Authored by ab on May 18 2015, 7:24 PM.

Details

Summary

This fixes PR23455, where, when TableGen generates the matcher from the AsmString, it splits "cmp${cc}ss" into tokens, and the "ss" suffix is recognized as the SS register.

I can't think of a situation where that's a feature, not a bug, hence this patch: when a token doesn't follow a separator (and is part of a "word"; wording better than "NewTok" much appreciated), it shouldn't be parsed as a register.

Thoughts?

-Ahmed

Diff Detail

Repository
rL LLVM

Event Timeline

ab updated this revision to Diff 26030.May 18 2015, 7:24 PM
ab retitled this revision from to [TableGen][AsmMatcherEmitter] Only parse tokens following separators as registers.
ab updated this object.
ab edited the test plan for this revision. (Show Details)
ab added reviewers: tstellarAMD, craig.topper.
ab set the repository for this revision to rL LLVM.
ab added a subscriber: Unknown Object (MLST).
craig.topper edited edge metadata.May 18 2015, 10:23 PM

Does this still allow the problem with a hypothetical string of ss${cc}cmp?

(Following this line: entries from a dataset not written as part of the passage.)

PR #541, opened 2025-08-28
test: update graphql tests

x0h01:
- bump jahia-cypress version
- switch from cypress to internal logger and cy.step() (in graphqli18n.cy.ts _only_)
- additional (jar-specific) case for zip mutations test
- adjust runProvisioningScript() calls according to recent interface updates

### DIFF
--- a/tests/cypress/e2e/api/admin/config.cy.ts
+++ b/tests/cypress/e2e/api/admin/config.cy.ts
@@ -3,7 +3,7 @@ import gql from 'graphql-tag';
 
 describe('admin.configuration', () => {
     before('load graphql file and create test dataset', () => {
-        cy.runProvisioningScript({script: { fileName: 'admin/createConfig.json', type: 'application/json'}});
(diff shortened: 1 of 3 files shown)


tests/cypress/e2e/api/zipMutation.cy.ts
```diff
@@ -26,6 +26,13 @@ describe('Test zip mutation', () => {
         expectMimeTypeToBe(extension, expectedMimeType);
     });
 
+    it('when unzipping a file with an jar extension, should determine its MIME type based on extension (jar-specific case)', () => {
```
baptistegrimaud, line 29: out of curiosity, was an issue encountered with jar files in a zip?

baptistegrimaud (approved):

tests/cypress/e2e/api/zipMutation.cy.ts
x0h01: afair, there was a case with zipped jar being improperly detected; added this particular case during feature testing just to not miss it.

utils/TableGen/AsmMatcherEmitter.cpp
971 ↗(On Diff #26030)

separator

ab updated this revision to Diff 26198.May 20 2015, 5:53 PM
ab edited edge metadata.
ab removed rL LLVM as the repository for this revision.

Does this still allow the problem with a hypothetical string of ss${cc}cmp?

Indeed it does; we can look in both directions, see new patch.

  • Look at all the separators, not just space and comma.
  • Add the PR testcase.

There's a special case for '$$', because Mips uses '$$reg', as '$' is the RegisterPrefix, and the best way of escaping it is '$$'. '\\$reg' will tokenize into separate '$' and 'reg', which isn't OK.
Changing that to not consider '\' a separator is a whole 'nother can of worms, as that leads to behavior changes on:

"\\{$Vd, $dst2, $dst3, $dst4\\}"

where we now think "dst4\}" is a single token.

This seems useful. LGTM.

This revision was automatically updated to reflect the committed changes.